Data to examine section start

PR #3, opened 2015-09-09
Vagrant config and Makefile improvements

brousch:
These are changes to allow a dev instance to be run via Vagrant. some new Makefile commands are included and the README has been updated to reflect the changes. Some changes that may raise eyebrows are:

.env.vagrant:
I'm not sure about all of the settings in the .env file, but this is sufficient for running a dev instance using SQLite.
Line 3: The DB needs to be kept out of the repo due to Windows issues in Vagrant if it's in the repo.

Makefile:
Line 5: honcho run ./manage.py is not reliable when manage.py is not executable, which can happen when using Vagrant on Windows. Using the full honcho run python ./manage.py everywhere avoids this issue.
Line 9: If they are running Vagrant on Windows, line endings can be a problem here. The new code here strips off the troublesome ^M should it appear.

Procfile.dev:
Line 3: We cannot expose only 127.0.0.1:5000 because the port will not be forwarded to the host in Vagrant, so we run on 0.0.0.0:5000

Vagrantfile:
Line 25: Port 80 is forwarded in anticipation of production working, thought this is not yet complete.

opencraft/settings.py:
Line 39: This is really a bug fix. The instructions mention that you can use a .env file, but the necessary code for reading that file was not present.


antoviaque:
@brousch Thank you for the PR! That looks like a very useful contribution to run this, especially for people not using Ubuntu or Debian. I'll schedule a review for it in our next sprint, ie likely next week.

The build seem to fail because of missing auth, I think this is because the PR is from a fork - I'll need to look into this, not sure if there is a secure way to handle these cases without making the auth potentially publicly available.

Makefile
```diff
@@ -1,6 +1,16 @@
 # Config
 WORKERS = 4
 SHELL = /bin/bash
+MANAGE := python ./manage.py
```
antoviaque: @brousch There isn't really a need to call python explicitly here - it duplicates the shebang from `manage.py`. I would only keep `HONCHO_MANAGE := honcho run ./manage.py`

Makefile
```diff
@@ -1,6 +1,16 @@
...
+HONCHO_MANAGE := honcho run $(MANAGE)
+
+.PHONY: install_system_dependencies
```
antoviaque: @brousch Good point, all of the target are actually phony targets. Could you add it on the other ones too, for consistency?

README.md
```diff
@@ -6,18 +6,26 @@ Install
...
-Install the system package dependencies & virtualenv:
+If you're installing to your local Ubuntu 14.04:
 
 ```
-$ sudo apt-get install `cat debian_packages.lst`
-$ pip3 install --user virtualenv && pip3 install --user virtualenvwrapper
+$ make install_system_dependencies
 ```
 
-Ensure you load virtualenv with Python 3 in `~/.bashrc`:
```
antoviaque: @brousch You need to keep mentioning the need to add this to `.bashrc` for local (non-Vagrant) installs, this information is currently lost with your changes.

Also, for Vagrant, why not go all the way, and do this change in `.bashrc` on the Vagrant VM automatically, rather thatn asking the user to go do it manually himself?

Vagrantfile
```diff
@@ -0,0 +1,75 @@
...
+
+  # Disable automatic box update checking. If you disable this, then
+  # boxes will only be checked for updates when the user runs
+  # `vagrant box outdated`. This is not recommended.
+  # config.vm.box_check_update = false
+
+  # Create a forwarded port mapping which allows access to a specific port
+  # within the machine from a port on the host machine. In the example below,
+  # accessing "localhost:8080" will access port 80 on the guest machine.
+  config.vm.network "forwarded_port", guest: 80, host: 8080
```
antoviaque: @brousch The port 80 isn't used - on the other side, it's currently missing forwarding the websocket port, 2001 (see `DRAGON_SERVER_ADDRESS_PORT`)

Vagrantfile
```diff
@@ -0,0 +1,75 @@
...
+  #
+  # View the documentation for the provider you are using for more
+  # information on available options.
+
+  # Define a Vagrant Push strategy for pushing to Atlas. Other push strategies
+  # such as FTP and Heroku are also available. See the documentation at
+  # https://docs.vagrantup.com/v2/push/atlas.html for more information.
+  # config.push.define "atlas" do |push|
+  #   push.app = "YOUR_ATLAS_USERNAME/YOUR_APPLICATION_NAME"
+  # end
```
antoviaque: @brousch Can you remove the commented lines?

Vagrantfile
```diff
@@ -0,0 +1,75 @@
...
+
+  # Enable provisioning with a shell script. Additional provisioners such as
+  # Puppet, Chef, Ansible, Salt, and Docker are also available. Please see the
+  # documentation for more information about their specific syntax and use.
+   config.vm.provision "shell", inline: <<-SHELL
+     ln -s /vagrant /home/vagrant/opencraft
+     cd /home/vagrant/opencraft
+     sudo apt-get update
+     make install_system_dependencies
+     cp .env.vagrant .env
```
antoviaque: @brousch This will not be working out of the box, as it won't be able to authenticate to the services like GitHub or OpenStack, which are necessary to get anything working. I would also like to limit the number of `.env` files to maintain, as changes in configuration options will require to edit all of them every time. Would it be possible instead to use the `.env.test` file on the vagrant VM, since it will need to be edited in any case?

opencraft/settings.py
```diff
@@ -36,6 +36,7 @@
 
 env = environ.Env()
 root = environ.Path(os.path.dirname(__file__), os.pardir)
+environ.Env.read_env('.env')
```
antoviaque: @brousch Why is this needed? It should already be done by `environ.Env()`, no? Were you getting issues without it?

README.md
```diff
@@ -34,7 +42,8 @@ Configure
 ---------
 
 Create an `.env` file at the root of the repository or set environment variables, customizing the
-settings from `opencraft/settings.py` which are loaded via `env()`.
+settings from `opencraft/settings.py` which are loaded via `env()`. An example development .env is
+already installed if you're using Vagrant.
```
antoviaque: @brousch Cf my remark about using the `.env.test` file as an example, instead.

Procfile.dev
```diff
@@ -1,3 +1,3 @@
-web: ./manage.py runserver_plus
-websocket: ./websocket.py
-worker: ./manage.py run_huey --no-periodic
+web: python ./manage.py runserver_plus 0.0.0.0:5000
+websocket: python ./websocket.py
+worker: python ./manage.py run_huey --no-periodic
```
antoviaque: @brousch The `python` part is redundant, and specifying `0.0.0.0:5000` here would override the `RUNSERVERPLUS_SERVER_ADDRESS_PORT` config option. Could you change this in the config instead?

.env.vagrant
```diff
@@ -0,0 +1,16 @@
+DEBUG=true
+SECRET_KEY='dev'
+DATABASE_URL='sqlite:////home/vagrant/opencraft.db'
```
antoviaque: @brousch We should not use sqlite - there are too many differences between it and a proper postgresql DB. If people use it to develop, they will miss issues (like enforcing character limits on fields) because sqlite gnores them, while a proper DB doesn't.

Vagrantfile
```diff
@@ -0,0 +1,75 @@
...
+  # https://docs.vagrantup.com/v2/push/atlas.html for more information.
+  # config.push.define "atlas" do |push|
+  #   push.app = "YOUR_ATLAS_USERNAME/YOUR_APPLICATION_NAME"
+  # end
+
+  # Enable provisioning with a shell script. Additional provisioners such as
+  # Puppet, Chef, Ansible, Salt, and Docker are also available. Please see the
+  # documentation for more information about their specific syntax and use.
+   config.vm.provision "shell", inline: <<-SHELL
+     ln -s /vagrant /home/vagrant/opencraft
```
antoviaque: @brousch Use `config.vm.synced_folder` rather than symlinking to the default share, to make this more explicit?

Vagrantfile
```diff
@@ -0,0 +1,75 @@
...
+     cd /home/vagrant/opencraft
+     sudo apt-get update
```
antoviaque: @brousch Maybe put this in `install_system_dependencies`?

Makefile
antoviaque: Oh, I missed your comment on this:

>Line 5: honcho run ./manage.py is not reliable when manage.py is not executable, which can happen when using Vagrant on Windows. Using the full honcho run python ./manage.py everywhere avoids this issue.

Sounds good then. Maybe add a comment in the Makefile to ensure people understand why this is necessary?

Vagrantfile
antoviaque: Also missed your comment there:

>Line 25: Port 80 is forwarded in anticipation of production working, thought this is not yet complete.

What do you mean by "production working"?

README.md
```diff
@@ -6,18 +6,26 @@ Install
...
+
+Install virtualenv and virtualenvwrapper for Python3
 
 ```
-export PATH="$PATH:$HOME/.local/bin" VIRTUALENVWRAPPER_PYTHON=/usr/bin/python3
-source $HOME/.local/bin/virtualenvwrapper.sh
+$ make install_virtualenvwrapper_py3
+$ export PATH="$PATH:$HOME/.local/bin" VIRTUALENVWRAPPER_PYTHON=/usr/bin/python3
+$ source $HOME/.local/bin/virtualenvwrapper.sh
 ```
```
antoviaque: @brousch Could also be worth adding a few lines about what to do to connect to the vagrant box (`vagrant ssh`) and get to the right directory (`cd opencraft`)

README.md
```diff
@@ -6,18 +6,26 @@ Install
...
 
 Then reload `~/.bashrc`, create the virtual env and install the Python requirements:
```
antoviaque: @brousch Could also be worth doing this as part of the vagrant provisioning.

antoviaque:
@brousch Thanks again for this PR! It's going to be very useful to add vagrant support.

antoviaque:
Re-run the tests from a branch from the main repo to get the auth - it passed correctly. @brousch when you will push new commits to your branch, it will fail again due to the missing auth on your fork, but I'll run them again when I re-review later.

Vagrantfile
antoviaque: @brousch Also, the copy should be conditional - testing if a `.env` file already exists, to avoid overriding an existing configuration (which happened to my configuration file when testing this PR : ) ).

Data to examine section end

Exercise brief: Scan the records above and show every line in which the word "anticipation" occurs.

Task output:
Line 25: Port 80 is forwarded in anticipation of production working, thought this is not yet complete.
>Line 25: Port 80 is forwarded in anticipation of production working, thought this is not yet complete.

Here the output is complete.